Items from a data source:
* * * * *

PR #794, opened 2023-10-29
Added page id to selectors

### LINKED ISSUE #787: styles.css not specific enough
in your styles.css you define a number of generic styles that could clash with core moodle code or other locations where simliar names are used. Mooodle combines the styles.css file from all plugins into a single file to improve caching, but this means your styles need to be specific to prevent them being applied to Moodle components outside the surveypro plugin.

Moodle helpfully adds a number of classes to the body tag based on the path that you can use such as:
eg if you are have a file in mod/assign you would see the following class added to the body tag
path-mod-assign
so if you have an item with the class "filething" on the page you would target it like:
```
.path-mod-assign .filething {
   color: red;
}
```

Please make sure your css classes in styles.css are specific enough so they cannot clash with other core code - as this can potentially cause clashes with other core code and css issues are quite hard to trace this is usually a moodle.org plugins db approval blocker (but it should hopefully be an easy fix!)

kordan:
According to #787 I added pageid to selector.
Now I wait to test what I did because css often doesn't do what I believe it should do.
So, as far as I know, the plugin is ready but I need some weeks to check it really does what I suppose it should do. I merge it locally and use it for the next few weeks.

Closes #787

### DIFF
--- a/field/age/styles.css
+++ b/field/age/styles.css
@@ -1,5 +1,14 @@
+/*
+ * Legenda:
+ *     #page-mod-surveypro-layout #userentry          form preview;
+ *     #page-mod-surveypro-view #userentry:           form to submit a response;
+ *     #page-mod-surveypro-view #usersearch           form to search a response;
+ *     #page-mod-surveypro-view #userentry .frozen    readonly response
+ *     #page-mod-surveypro-layout table#manageitems   manage items table
+ */
+
 /* Begin of: horizontal align of labels inside age elements in read-only mode */
-.age_static {
+#page-mod-surveypro-view #userentry .frozen .age_static {
     /*margin-top: .7em;*/
     margin-right: .5em;
 }
--- a/field/autofill/styles.css
+++ b/field/autofill/styles.css
@@ -1,6 +1,16 @@
+/*
+ * Legenda:
+ *     #page-mod-surveypro-layout #userentry          form preview;
+ *     #page-mod-surveypro-view #userentry:           form to submit a response;
+ *     #page-mod-surveypro-view #usersearch           form to search a response;
+ *     #page-mod-surveypro-view #userentry .frozen    readonly response
+ *     #page-mod-surveypro-layout table#manageitems   manage items table
+ */
+
 /* makeup to autofill input to make it look like a label */
 /* DON'T INCLUDE THE SEARCH FORM because, at search time, autofill has to look like a regular field */
-form#userentry input.autofill_text {
+#page-mod-surveypro-layout form#userentry input.autofill_text,
+#page-mod-surveypro-view form#userentry input.autofill_text {
     background-color: transparent;
     border: 0 transparent none;
     box-shadow: none;
--- a/field/checkbox/styles.css
+++ b/field/checkbox/styles.css
@@ -1,8 +1,21 @@
+/*
+ * Legenda:
+ *     #page-mod-surveypro-layout #userentry          form preview;
+ *     #page-mod-surveypro-view #userentry:           form to submit a response;
+ *     #page-mod-surveypro-view #usersearch           form to search a response;
+ *     #page-mod-surveypro-view #userentry .frozen    readonly response
+ *     #page-mod-surveypro-layout table#manageitems   manage items table
+ */
+
 /* Begin of: move horizontal checkbox label closer to corresponding checkboxes */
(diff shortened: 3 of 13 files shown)


stronk7:
Trick, if at the end of the commit message (last line, normally), you add `Closes #787` (or ["Fixes", "Resolves", ...](https://docs.github.com/en/issues/tracking-your-work-with-issues/linking-a-pull-request-to-an-issue#linking-a-pull-request-to-an-issue-using-a-keyword)), then that issue will become closed automagically when this PR is merged.

It's a good way to see the relation between the issue and the PR and also, to avoid forgetting to close the issue.

kordan:
About css: I wonder why during moodle update process when new parameters are found from moodle core because of news in the plugins(git pull and then new parameters definition in the browser), the form displying them is so nice while my surveypro form is not as beautiful. Does it use a different library, there? or only different css? What can I do to change the aspect of my forms to reflect that aspect? a template for each surveypro item (radiobutton.tpl, select.tpl, boolean.tpl...)?

stronk7:
Hola Daniele,

while the changes done here don't look wrong... I'm just guessing when we are going to the other extreme, becoming too much specific. If tomorrow you add any new page (or remove, rename) in the module or in the subplugins... you will need to edit a bunch of selectors.

So I'm guessing if it wouldn't be better to use some of the COMMON selectors that exist in all the module (and subplugin) pages. For example, there are:

- `.path-plugintype-pluginname`: (`path-mod-surveypro` for example) that is added to ALL the plugin pages.
- `.path-plugintype-pluginname-subplugintype-subpluginname`: (`.path-mod-surveypro-surveyprofield-checkbox`for example) that is added to ALL the subplugin pages.

I haven't tested it here, but that should save a lot of selectors, while keeping them specific enough and will automatically work for new/renamed/deleted pages in the plugin or the subplugin.

What do you think?

stronk7:
> About css: I wonder why during moodle update process when new parameters are found from moodle core because of news in the plugins (git pull and then new parameters definition in the browser), the form displying them is so nice while my surveypro form is not as beautiful. Does it use a different library, there? or only different css? What can I do to change the aspect of my forms to reflect that aspect? a template for each surveypro item (radiobutton.tpl, select.tpl, boolean.tpl...)?

I'm not sure if I'm following this. Can we move it to another issue, and you show me what do you mean and compared with what? Just to keep this PR isolated from that other problem.

kordan:
Sure!
I will open one more issue for this new detail.
As soon as I will see some more free time I will go ddep in this direction.

kordan:
> So I'm guessing...
> For example, there are:
>     * `.path-plugintype-pluginname`: (`path-mod-surveypro` for example) that is added to ALL the plugin pages.
>     * `.path-plugintype-pluginname-subplugintype-subpluginname`: (`.path-mod-surveypro-surveyprofield-checkbox`for example) that is added to ALL the subplugin pages.

Do you mean I am safe if I replace EACH INSTANCE of:
    #page-mod-surveypro-layout
    #page-mod-surveypro-view
with
    .path-mod-surveypro
?

If this is true:
1st: this is 100% new to me and I am super happy
2nd: the css length will decrease a lot (and I continue to be super happy).

I try.

stronk7:
> Do you mean I am safe if I replace EACH INSTANCE of:
> #page-mod-surveypro-layout
> #page-mod-surveypro-view
> with
> .path-mod-surveypro
> ?

Yes, unless I'm wrong, all the mod_surveypro pages (own or subplugins) have the `.path-mod-surveypro` applied to the body tag (easy to verify, if you look to the pages html).

And, if you need anything specific to a subplugin, then all its pages should have `.path-mod-surveypro-subplugintype-subpluginname`.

* * * * *

WORK REQUIRED = Tally the lines above that contain the string "subplugintype". Respond with the total alone.

ANSWER TO THE EXERCISE = 3